_WORK TASK:_ Look for the string "method" in the material below. Copy every line where you find it.

_INPUT:_
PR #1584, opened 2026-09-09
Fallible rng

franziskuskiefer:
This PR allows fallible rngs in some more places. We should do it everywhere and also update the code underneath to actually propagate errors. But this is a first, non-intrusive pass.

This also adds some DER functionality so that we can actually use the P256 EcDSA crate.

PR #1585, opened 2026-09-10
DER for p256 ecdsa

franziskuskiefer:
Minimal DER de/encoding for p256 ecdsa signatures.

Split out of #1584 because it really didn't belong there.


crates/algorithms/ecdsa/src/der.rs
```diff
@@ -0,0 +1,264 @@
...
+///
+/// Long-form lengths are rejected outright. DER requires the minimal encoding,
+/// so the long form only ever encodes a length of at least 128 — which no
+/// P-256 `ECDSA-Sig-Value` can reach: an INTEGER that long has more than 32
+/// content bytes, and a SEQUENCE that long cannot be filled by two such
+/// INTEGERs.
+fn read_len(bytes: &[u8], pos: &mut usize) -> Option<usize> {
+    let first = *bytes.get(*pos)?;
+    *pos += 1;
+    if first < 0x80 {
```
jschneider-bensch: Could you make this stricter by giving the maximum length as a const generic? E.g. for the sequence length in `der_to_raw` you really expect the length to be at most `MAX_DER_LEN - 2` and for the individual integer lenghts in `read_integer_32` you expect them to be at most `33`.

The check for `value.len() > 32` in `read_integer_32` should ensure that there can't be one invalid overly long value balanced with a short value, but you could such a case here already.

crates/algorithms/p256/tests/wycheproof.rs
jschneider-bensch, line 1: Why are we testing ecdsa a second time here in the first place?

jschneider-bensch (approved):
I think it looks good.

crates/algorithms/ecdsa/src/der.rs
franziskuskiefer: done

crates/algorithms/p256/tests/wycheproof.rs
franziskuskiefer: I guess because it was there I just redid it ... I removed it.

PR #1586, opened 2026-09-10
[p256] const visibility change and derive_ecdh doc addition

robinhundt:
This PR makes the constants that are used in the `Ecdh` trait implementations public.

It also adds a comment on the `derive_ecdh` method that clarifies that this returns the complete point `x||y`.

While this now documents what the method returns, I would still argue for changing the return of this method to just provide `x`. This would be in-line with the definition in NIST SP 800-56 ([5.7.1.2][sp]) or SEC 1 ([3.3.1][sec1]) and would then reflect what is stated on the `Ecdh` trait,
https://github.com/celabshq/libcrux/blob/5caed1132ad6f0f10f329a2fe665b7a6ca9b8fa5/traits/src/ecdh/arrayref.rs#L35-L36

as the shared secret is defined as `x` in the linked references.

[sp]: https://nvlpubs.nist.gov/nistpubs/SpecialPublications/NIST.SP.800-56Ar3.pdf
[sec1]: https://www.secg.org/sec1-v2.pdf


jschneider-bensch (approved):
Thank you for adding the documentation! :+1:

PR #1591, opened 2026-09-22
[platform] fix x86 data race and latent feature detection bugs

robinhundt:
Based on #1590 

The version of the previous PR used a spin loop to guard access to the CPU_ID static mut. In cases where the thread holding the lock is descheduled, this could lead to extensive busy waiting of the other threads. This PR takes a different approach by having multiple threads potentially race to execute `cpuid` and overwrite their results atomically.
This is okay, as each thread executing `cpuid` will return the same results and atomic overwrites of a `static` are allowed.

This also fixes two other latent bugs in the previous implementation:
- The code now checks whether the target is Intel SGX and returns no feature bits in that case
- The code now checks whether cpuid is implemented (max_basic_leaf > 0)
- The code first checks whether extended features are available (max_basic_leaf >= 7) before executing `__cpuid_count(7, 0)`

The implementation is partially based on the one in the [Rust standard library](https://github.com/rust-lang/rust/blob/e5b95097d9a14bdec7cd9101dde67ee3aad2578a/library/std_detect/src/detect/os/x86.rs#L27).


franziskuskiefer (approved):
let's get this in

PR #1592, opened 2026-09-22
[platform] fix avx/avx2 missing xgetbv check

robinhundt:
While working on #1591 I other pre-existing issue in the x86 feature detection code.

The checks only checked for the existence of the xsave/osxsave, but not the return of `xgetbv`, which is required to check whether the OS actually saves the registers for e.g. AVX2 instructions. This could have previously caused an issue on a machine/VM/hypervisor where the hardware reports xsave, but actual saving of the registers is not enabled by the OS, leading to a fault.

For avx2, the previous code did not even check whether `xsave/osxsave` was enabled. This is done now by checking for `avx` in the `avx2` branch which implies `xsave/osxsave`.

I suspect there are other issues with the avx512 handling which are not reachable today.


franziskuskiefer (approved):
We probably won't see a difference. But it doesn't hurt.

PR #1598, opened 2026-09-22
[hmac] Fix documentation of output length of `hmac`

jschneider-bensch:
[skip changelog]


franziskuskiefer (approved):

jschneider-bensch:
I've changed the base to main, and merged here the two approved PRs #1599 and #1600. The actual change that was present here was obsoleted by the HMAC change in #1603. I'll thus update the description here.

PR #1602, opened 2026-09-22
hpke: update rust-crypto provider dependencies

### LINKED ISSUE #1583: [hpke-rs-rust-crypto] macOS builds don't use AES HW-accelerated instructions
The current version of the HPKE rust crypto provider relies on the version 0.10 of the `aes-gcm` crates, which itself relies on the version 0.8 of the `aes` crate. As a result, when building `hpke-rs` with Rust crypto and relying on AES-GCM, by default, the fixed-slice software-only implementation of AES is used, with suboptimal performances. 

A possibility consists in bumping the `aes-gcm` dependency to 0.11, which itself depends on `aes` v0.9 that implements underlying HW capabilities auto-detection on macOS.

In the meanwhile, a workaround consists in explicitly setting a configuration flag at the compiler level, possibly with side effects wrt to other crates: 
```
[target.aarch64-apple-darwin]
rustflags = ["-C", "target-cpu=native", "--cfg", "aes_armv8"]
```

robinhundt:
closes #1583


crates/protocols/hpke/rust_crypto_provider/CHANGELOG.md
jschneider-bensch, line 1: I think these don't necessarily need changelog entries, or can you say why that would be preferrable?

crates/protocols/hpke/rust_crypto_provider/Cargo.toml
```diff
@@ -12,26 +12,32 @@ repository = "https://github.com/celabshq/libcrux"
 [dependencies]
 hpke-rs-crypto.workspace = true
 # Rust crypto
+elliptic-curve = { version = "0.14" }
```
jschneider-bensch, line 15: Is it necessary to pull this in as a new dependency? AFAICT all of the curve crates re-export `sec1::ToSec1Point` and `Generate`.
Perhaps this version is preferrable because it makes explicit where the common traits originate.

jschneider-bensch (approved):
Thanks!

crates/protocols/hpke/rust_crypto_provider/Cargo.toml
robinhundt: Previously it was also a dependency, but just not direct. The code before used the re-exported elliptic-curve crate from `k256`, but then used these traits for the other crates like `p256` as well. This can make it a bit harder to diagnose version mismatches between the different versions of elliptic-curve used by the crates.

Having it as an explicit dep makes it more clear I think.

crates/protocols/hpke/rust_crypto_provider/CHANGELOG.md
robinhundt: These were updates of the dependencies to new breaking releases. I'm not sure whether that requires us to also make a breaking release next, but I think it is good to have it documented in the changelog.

_SOLUTION FOR THIS PROBLEM:_
It also adds a comment on the `derive_ecdh` method that clarifies that this returns the complete point `x||y`.
While this now documents what the method returns, I would still argue for changing the return of this method to just provide `x`. This would be in-line with the definition in NIST SP 800-56 ([5.7.1.2][sp]) or SEC 1 ([3.3.1][sec1]) and would then reflect what is stated on the `Ecdh` trait,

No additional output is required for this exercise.